Centro Regional de Estudios Genómicos, Universidad Nacional de La Plata, Florencio Varela, Argentina.
PLoS One. 2011;6(10):e26291. doi: 10.1371/journal.pone.0026291. Epub 2011 Oct 18.
The microarray technique allows the simultaneous measurements of the expression levels of thousands of mRNAs. By mining these data one can identify the dynamics of the gene expression time series. The detection of genes that are periodically expressed is an important step that allows us to study the regulatory mechanisms associated with the circadian cycle. The problem of finding periodicity in biological time series poses many challenges. Such challenge occurs due to the fact that the observed time series usually exhibit non-idealities, such as noise, short length, outliers and unevenly sampled time points. Consequently, the method for finding periodicity should preferably be robust against such anomalies in the data. In this paper, we propose a general and robust procedure for identifying genes with a periodic signature at a given significance level. This identification method is based on autoregressive models and the information theory. By using simulated data we show that the suggested method is capable of identifying rhythmic profiles even in the presence of noise and when the number of data points is small. By recourse of our analysis, we uncover the circadian rhythmic patterns underlying the gene expression profiles from Cyanobacterium Synechocystis.
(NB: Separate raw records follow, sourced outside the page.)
PR #1698, opened 2021-02-17
JSUI-3187 Improved SmartSnippet's expanded size

btaillon:
https://coveord.atlassian.net/browse/JSUI-3187

There was a bug on certain snippets that caused `SmartSnippet` to sometimes be slightly too small and hide part of the answer.

### DIFF
--- a/src/misc/AttachShadowPolyfill.ts
+++ b/src/misc/AttachShadowPolyfill.ts
@@ -1,12 +1,12 @@
 import { $$ } from '../utils/Dom';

微阵列技术允许同时测量数千个 mRNA 的表达水平。通过挖掘这些数据,我们可以识别基因表达时间序列的动态。周期性表达基因的检测是一个重要的步骤,它使我们能够研究与昼夜节律周期相关的调控机制。在生物时间序列中寻找周期性的问题带来了许多挑战。由于观察到的时间序列通常表现出不理想的情况,例如噪声、短长度、异常值和不均匀采样的时间点,因此,寻找周期性的方法最好能够抵抗数据中的这些异常。在本文中,我们提出了一种通用且稳健的方法,用于在给定的显著性水平下识别具有周期性特征的基因。这种识别方法基于自回归模型和信息论。通过使用模拟数据,我们表明,即使在存在噪声和数据点数量较少的情况下,所提出的方法也能够识别有节奏的轮廓。通过我们的分析,我们揭示了蓝藻集胞藻基因表达谱下的昼夜节律模式。